По нынешним меркам общий уровень оперативной подготовки рядовых сотрудников был невысок, особенно по страноведению и знанию японского языка. Приведем выдержку из характеристики одного советского разведчика, работавшего в то время в Токио: «…из печатников, грамотный, стоящие перед ним задачи понимает и старается исполнять, но все упирается в незнание японского языка, не говоря уже хотя бы о немецком или французском…. Нет того дипломатического «лоска», присущего здешним иностранцам…»

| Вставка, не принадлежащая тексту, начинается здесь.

PR #1626, opened 2021-09-05
[WIP]  Add quantum number preserving gate fabric

obliviateandsurrender:
**Context:**
This PR adds a template for a local, expressive, and quantum number preserving ansatz based on [arXiv:2104.05695](https://arxiv.org/abs/2104.05695). 

Function `GateFabric` provides the implementation for the new template.
Function `OrbitalRotation` provides the implementation for the spatial orbital rotation gate used in generating `Q` gates for the gate fabric.
Relevant UnitTests for both  `GateFabric` and `OrbitalRotation`.

**Benefits:**
These functions extend the currently supported templates for the heuristics ansatze for fermionic systems with the VQE gate fabric with advantageous properties for the simulation of strongly correlated ground and excited states of molecules and materials under the Jordan-Wigner mapping as shown in [arXiv:2104.05695](https://arxiv.org/abs/2104.05695).

**Possible Drawbacks:**
No specific drawbacks.

**Related GitHub Issues:**
No related issues.


josh146:
Thanks @obliviateandsurrender, this is a great new feature! Let us know if you have any questions (feel free to comment on particular lines of code). Otherwise, simply leave a comment here when this PR is ready for review :)

pennylane/devices/autograd_ops.py
```diff
@@ -386,3 +386,37 @@ def DoubleExcitationMinus(phi):
     ]
 
     return np.array(U)
+
+
+def QuantumNumberPreservingOR(theta):
```
soranjh, line 391: The name of the parameter for this gate is different than the one used in the figure.

pennylane/devices/autograd_ops.py
```diff
@@ -386,3 +386,37 @@ def DoubleExcitationMinus(phi):
...
+    Returns:
+        array[complex]: rotation matrix
+    """
+
+    c = np.cos(theta / 2)
+    s = np.sin(theta / 2)
+
+    return np.array(
+        [
+            [1, 0, 0, 0, 0, 0, 0, 0, 0, 0, 0, 0, 0, 0, 0, 0],
```
soranjh, line 405: Some of the signs are different than those in the paper, I recall that you found a typo in the original paper? If it is the case then we should document it here.

pennylane/devices/jax_ops.py
```diff
@@ -384,3 +384,38 @@ def DoubleExcitationMinus(phi):
     ]
 
     return jnp.array(U)
+
+
+def QuantumNumberPreservingOR(theta):
```
soranjh, line 389: \phi?

pennylane/devices/jax_ops.py
```diff
@@ -384,3 +384,38 @@ def DoubleExcitationMinus(phi):
...
+
+    Returns:
+        torch.Tensor[complex]: rotation matrix
+    """
+
+    c = jnp.cos(theta / 2)
+    s = jnp.sin(theta / 2)
+
+    U = [
+        [1, 0, 0, 0, 0, 0, 0, 0, 0, 0, 0, 0, 0, 0, 0, 0],
```
soranjh, line 403: Some of the signs are different than those in the paper, please see my comment above.

pennylane/devices/tf_ops.py
```diff
@@ -405,3 +405,38 @@ def DoubleExcitationMinus(phi):
     ]
 
     return tf.convert_to_tensor(U)
+
+
+def QuantumNumberPreservingOR(theta):
```
soranjh, line 410: \phi?

pennylane/devices/tf_ops.py
```diff
@@ -405,3 +405,38 @@ def DoubleExcitationMinus(phi):
...
+
+    Returns:
+        tf.Tensor[complex]: rotation matrix
+    """
+    theta = tf.cast(theta, dtype=C_DTYPE)
+    c = tf.cos(theta / 2)
+    s = tf.sin(theta / 2)
+
+    U = [
+        [1, 0, 0, 0, 0, 0, 0, 0, 0, 0, 0, 0, 0, 0, 0, 0],
```
soranjh, line 424: Some of the signs are different than those in the paper, please see my comment above.

pennylane/devices/torch_ops.py
```diff
@@ -117,6 +117,128 @@ def op_matrix(elements):
 I4_array[-4, -4] = 0
 I4 = op_matrix(I4_array)
 
+QNPI4_array = np.zeros((16, 16))
```
soranjh, line 120: Is there a simpler way to implement the torch version?

pennylane/devices/torch_ops.py
```diff
@@ -465,3 +587,27 @@ def DoubleExcitationMinus(phi, device):
     e = torch.exp(-1j * phi / 2)
 
     return e * I4(device) + c * UCos(device) + s * USin(device)
+
+
+def QuantumNumberPreservingOR(theta, device):
```
soranjh, line 592: \phi?

pennylane/ops/qubit/qchem_ops.py
```diff
@@ -464,3 +464,146 @@ def _matrix(cls, *params):
...
+    .. figure:: ../../_static/qchem/quantum_number_preserving_or.png
+        :align: center
+        :width: 100%
+        :target: javascript:void(0);
+
+    |
+
+    The overall matrix representation for this gate is:
+
+    .. math:: U(\phi) = \begin{bmatrix}
```
soranjh, line 485: Some of the signs are different than those in the paper, please see my comment above.

pennylane/ops/qubit/qchem_ops.py
```diff
@@ -464,3 +464,146 @@ def _matrix(cls, *params):
...
+    * Number of wires: 4
+    * Number of parameters: 1
+    * Gradient recipe: The ``QuantumNumberPreservingOR`` operator satisfies a four-term parameter-shift rule
+      (see Appendix F, https://arxiv.org/abs/2104.05695)
+
+    Args:
+        varphi (float): rotation angle :math:`\varphi`
+        wires (Sequence[int]): the wires the operation acts on
+
+    **Example**
```
soranjh, line 518: Will be good to give the output of the example.

pennylane/ops/qubit/qchem_ops.py
```diff
@@ -464,3 +464,146 @@ def _matrix(cls, *params):
...
+        -1 / 2,
+    ]
+
+    @classmethod
+    def _matrix(cls, *params):
+        theta = params[0]
+        c = math.cos(theta / 2)
+        s = math.sin(theta / 2)
+
+        return np.array(
```
soranjh, line 567: Please see my comments regarding the signs.

pennylane/ops/qubit/qchem_ops.py
```diff
@@ -464,3 +464,146 @@ def _matrix(cls, *params):
...
+                [0, 0, 0, s ** 2, 0, 0, c * s, 0, 0, c * s, 0, 0, c ** 2, 0, 0, 0],
+                [0, 0, 0, 0, 0, 0, 0, s, 0, 0, 0, 0, 0, c, 0, 0],
+                [0, 0, 0, 0, 0, 0, 0, 0, 0, 0, 0, s, 0, 0, c, 0],
+                [0, 0, 0, 0, 0, 0, 0, 0, 0, 0, 0, 0, 0, 0, 0, 1],
+            ]
+        )
+
+    @staticmethod
+    def decomposition(theta, wires):
+        # This decomposition is the "upside down" version of that on p18 of https://arxiv.org/abs/2104.05695
```
soranjh, line 590: Do they have the opposite convention for naming the wires?

pennylane/templates/layers/quantum_number_preserving_u2.py
```diff
@@ -0,0 +1,216 @@
...
+r"""
+Contains the QuantumNumberPreserving Gate Fabric template.
+"""
+# pylint: disable-msg=too-many-branches,too-many-arguments,protected-access
+import numpy as np
+import pennylane as qml
+from pennylane.operation import Operation, AnyWires
+
+
+class QuantumNumberPreservingU2(Operation):
```
soranjh, line 23: Can we just use GateFabric as the name of the template?

pennylane/templates/layers/quantum_number_preserving_u2.py
```diff
@@ -0,0 +1,216 @@
...
+    r"""Implements a local, expressive, and quantum-number-preserving ansatz using VQE circuit fabrics
+    proposed by Anselmetti *et al.* in `arXiv:2104.05692 <https://arxiv.org/abs/2104.05692>`_.
```
soranjh, line 25: The correct link is: https://arxiv.org/abs/2104.05695

pennylane/templates/layers/quantum_number_preserving_u2.py
```diff
@@ -0,0 +1,216 @@
...
+
+    This template prepares the :math:`2M` qubits trial state, where `M` is the number of spatial orbitals.
```
soranjh, line 27: Is there any advantage in working with the number of spatial orbitals? Can we just use the number of spin-orbitals?

pennylane/templates/layers/quantum_number_preserving_u2.py
```diff
@@ -0,0 +1,216 @@
...
+    It uses 4-local-nearest-neighbor-tessellation of alternating even and off spatial-orbitals-pair 2-parameter,
```
soranjh, line 28: even and odd? I find this sentence a bit hard to read.

pennylane/templates/layers/quantum_number_preserving_u2.py
```diff
@@ -0,0 +1,216 @@
...
+    4-qubit :math:`\hat{Q}(\varphi, \theta)` gates. Each :math:`\hat{Q}` gate consists of a 1-parameter, 4-qubit spatial rotation
+    gate :math:`\text{QuantumNumberPreserving}_{OR}(\varphi)`, and  a 1-parameter, 4-qubit diagonal pair exchange gate :math:`\text{DoubleExcitation}(\theta)`
+    gate. In the :math:`\hat{Q}` gate we also allow inclusion of an optional constant :math:`\hat{\Pi}` gate,
+    with choices :math:`\hat{\Pi} \in \{\hat{I}, \text{QuantumNumberPreserving}_{OR}(\pi)\}`.
+
+    The circuit implementing the gate fabric layer for `M = 4` is shown below:
```
soranjh, line 34: The `Q` should be `\hat{Q}`. You can also use `\hat{Q}(\phi, \theta)` for consistency.

pennylane/templates/layers/quantum_number_preserving_u2.py
```diff
@@ -0,0 +1,216 @@
...
+    |
+
+    .. figure:: ../../_static/templates/layers/quantum_number_preserving_u2.png
+        :align: center
+        :width: 25%
+        :target: javascript:void(0);
+
+    |
+
+    The 2-parameter, 4-qubit :math:`\hat{Q}` gate is decomposed as follows:
```
soranjh, line 45: The `Q` should be `\hat{Q}`.

pennylane/templates/layers/quantum_number_preserving_u2.py
```diff
@@ -0,0 +1,216 @@
...
+
+    |
+
+    .. figure:: ../../_static/templates/layers/quantum_number_preserving_decompos.png
+        :align: center
+        :width: 100%
+        :target: javascript:void(0);
+
+    |
```
soranjh, line 54: It will be very informative to have a figure for the `DoubleExcitation` and `QuantumNumberPreservingOR` gates similar to those in Fig 2 of Anselmetti `et al.`

pennylane/templates/layers/quantum_number_preserving_u2.py
```diff
@@ -0,0 +1,216 @@
...
+
+    Args:
+        weights (tensor_like): Array of weights of shape ``(L, D, 2)``\.
+            ``L`` is the number of gate fabric layers and :math:`D=M-1`
+            is the number of :math:`\hat{Q}(\varphi, \theta)` gates per layer.
```
soranjh, line 59: The parameters render with slightly different formats when you build the docs.

pennylane/templates/layers/quantum_number_preserving_u2.py
```diff
@@ -0,0 +1,216 @@
...
+        wires (Iterable): wires that the template acts on
+        init_state (tensor_like): iterable or shape ``(len(wires),)`` tensor representing the Hartree-Fock state
+            used to initialize the wires
+        pi_gate_include (boolean): If `True`, sets the optional constant :math:`\Pi` to :math:`\text{QuantumNumberPreserving}_{OR}(\pi)`.
```
soranjh, line 63: Maybe `include_pi = True` looks better?

pennylane/templates/layers/quantum_number_preserving_u2.py
```diff
@@ -0,0 +1,216 @@
...
+            Default value is :math:`\hat{I}`.
+
+    .. UsageDetails::
+
+        #. The number of wires :math:`N` has to be equal to the number of
+           spin orbitals included in the active space.
+
+        #. The number of trainable parameters scales linearly with the number of layers as
+           :math:`2D(N-1)`.
```
soranjh, line 72: The number of layers was named `L` before. I think this equation should be modified.

pennylane/templates/layers/quantum_number_preserving_u2.py
```diff
@@ -0,0 +1,216 @@
...
+            weights = np.random.random(size=shape)
+
+
+    """
+    num_params = 1
+    num_wires = AnyWires
+    par_domain = "A"
+
+    def __init__(
+        self, weights, wires=None, init_state=None, pi_gate_include=False, do_queue=True, id=None
```
soranjh, line 121: Why there are `None` defaults for  `wires` and `init_state`?

pennylane/templates/layers/quantum_number_preserving_u2.py
```diff
@@ -0,0 +1,216 @@
...
+            )
+
+        self.n_layers = shape[0]
+        # we can extract the numpy representation here
+        # since init_state can never be differentiable
+        if init_state is None:
+            raise ValueError(f"Inital state should be provided; got {init_state}")
+        self.init_state = qml.math.toarray(init_state)
+
+        self.pi_gate = pi_gate_include
```
soranjh, line 169: Can we have one variable?

pennylane/templates/layers/quantum_number_preserving_u2.py
```diff
@@ -0,0 +1,216 @@
...
+
+        super().__init__(weights, wires=wires, do_queue=do_queue, id=id)
+
+    def expand(self):
+
+        with qml.tape.QuantumTape() as tape:
+
+            qml.templates.BasisEmbedding(self.init_state, wires=self.wires)
```
soranjh, line 177: You can use `BasisState` instead.

tests/gate_data.py
```diff
@@ -438,3 +438,37 @@ def DoubleExcitationMinus(phi):
     U[12, 12] = c
 
     return U
+
+
+def QuantumNumberPreservingOR(theta):
```
soranjh, line 443: The name of the parameter for this gate is different than the one used in the figure.

tests/gate_data.py
```diff
@@ -438,3 +438,37 @@ def DoubleExcitationMinus(phi):
...
+    Returns:
+        array: the four-qubit matrix describing the operation
+    """
+
+    c = math.cos(theta / 2)
+    s = math.sin(theta / 2)
+
+    return np.array(
+        [
+            [1, 0, 0, 0, 0, 0, 0, 0, 0, 0, 0, 0, 0, 0, 0, 0],
```
soranjh, line 457: Some of the signs are different than those in the paper, please see my comment above.

pennylane/templates/layers/quantum_number_preserving_u2.py
```diff
@@ -0,0 +1,216 @@
...
+            weight = self.parameters[0]
+
+            for layer in range(self.n_layers):
+                for idx, wires in enumerate(self.qwires):
+
+                    if self.pi_gate:
+                        qml.QuantumNumberPreservingOR(np.pi, wires=wires)
+
+                    qml.DoubleExcitation(weight[layer][idx][0], wires=wires)
```
soranjh, line 186: This gate replaces the QNP_PX gate in the original paper, right? If so, then it should be documented  in details in the docstring.

soranjh (changes requested):
Thanks @obliviateandsurrender! Looking good. Left some comments and questions, Please also improve the docstring of the template by:
1. Explain why the QNP_PX is replace with DoubleExcitation.
2. Make sure that the variable names are consistent between the figures, the unctions and the docstring. 
3. Polish the text a bit more.

pennylane/devices/autograd_ops.py
soranjh: Also you might consider using `OrbitalRotation` for the name of the gates, instead of `QuantumNumberPreservingOR`. (Similarly,  `PairExchange` could be used, if we are implementing it.)

obliviateandsurrender: 1. I have changed the name of the gate to `OrbitalRotation`.
2. I have regenerated all the figures to match the parameters.

pennylane/devices/autograd_ops.py
obliviateandsurrender: I have documented the same now, along with the mention of the typo.

pennylane/devices/jax_ops.py
obliviateandsurrender: Fixed all the instances of parameter name mismatch.

pennylane/devices/jax_ops.py
obliviateandsurrender: Done.

pennylane/devices/tf_ops.py
obliviateandsurrender: Done.

pennylane/devices/torch_ops.py
obliviateandsurrender: I had written the matrices as it is for readability and looking at the previous implementation. I've now used `np.diag` (for diagonal matrices) and `np.fliplr` ( for off-diagonal matrix), thus making it a bit simpler.

pennylane/devices/torch_ops.py
obliviateandsurrender: Fixed.

pennylane/ops/qubit/qchem_ops.py
obliviateandsurrender: Done.

pennylane/ops/qubit/qchem_ops.py
obliviateandsurrender: Yes. For the very same reason, their matrix for Given's rotation is flipped as well. In fact, if you look at [implementation](https://pennylane.readthedocs.io/en/stable/_modules/pennylane/ops/qubit/qchem_ops.html#DoubleExcitation) of `DoubleExcitation` operation, it uses the flipped version as well.

pennylane/templates/layers/quantum_number_preserving_u2.py
obliviateandsurrender: Yes. I have changed the name now.

pennylane/templates/layers/quantum_number_preserving_u2.py
obliviateandsurrender: Fixed.

pennylane/templates/layers/quantum_number_preserving_u2.py
obliviateandsurrender: I don't think there's any advantage as such. We are now using number of spin-orbitals.

pennylane/templates/layers/quantum_number_preserving_u2.py
obliviateandsurrender: I have rewritten the entire thing to make it sound crisper.

pennylane/templates/layers/quantum_number_preserving_u2.py
obliviateandsurrender: Fixed. In the figures as well.

pennylane/templates/layers/quantum_number_preserving_u2.py
obliviateandsurrender: Done.

pennylane/templates/layers/quantum_number_preserving_u2.py
obliviateandsurrender: I have now added the images for both `DoubleExcitation` and `OrbitalRotation`.

pennylane/templates/layers/quantum_number_preserving_u2.py
obliviateandsurrender: Yes. I think it will render similar to this [page](https://pennylane.readthedocs.io/en/stable/code/api/pennylane.templates.layers.ParticleConservingU2.html). Do I need to update this?

pennylane/templates/layers/quantum_number_preserving_u2.py
obliviateandsurrender: Done.

pennylane/templates/layers/quantum_number_preserving_u2.py
obliviateandsurrender: Fixed.

pennylane/templates/layers/quantum_number_preserving_u2.py
obliviateandsurrender: That was a mistake. These are fixed now.

pennylane/templates/layers/quantum_number_preserving_u2.py
obliviateandsurrender: I don't think we can. `self.init_state` determined the initial state of the wire before any layer of `GateFabric` is applied. Whereas, the `pi_gate` determines the initial `Pi` state for each of `Q` gates in the layer.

Время не давало ни малейшего послабления — разворачиваться приходилось «с колес»: выходить в город, учить иностранный язык, вести поиск перспективных связей. Конечно, сходные трудности приходилось преодолевать молодой советской разведке во многих странах Европы или Азии. Но в Японии они были особенно велики. Серьезным препятствием, осложнявшим работу в Токио, была жесткая «опека» японской контрразведки, видевшей практически в каждом иностранце потенциального шпиона. За каждым совзагранработником японской контрразведкой был установлен персональный «хвост», оторваться от которого было почти невозможно. Да и места для посещения были ограничены: стоило иностранцу появиться там, где они обычно не бывали (за пределами центра города, вокруг императорского дворца и наиболее известных кварталов японской столицы — Гиндза, Сибуя, Уэно), как бдительные токийские граждане считали своим долгом немедленно заявить о «подозрительном чужеземце» в полицию. Вездесущие японские мальчишки криками «Гайдзин, гайдзин!» (иностранец) спешили обнаружить присутствие «чужака» в неподходящем месте.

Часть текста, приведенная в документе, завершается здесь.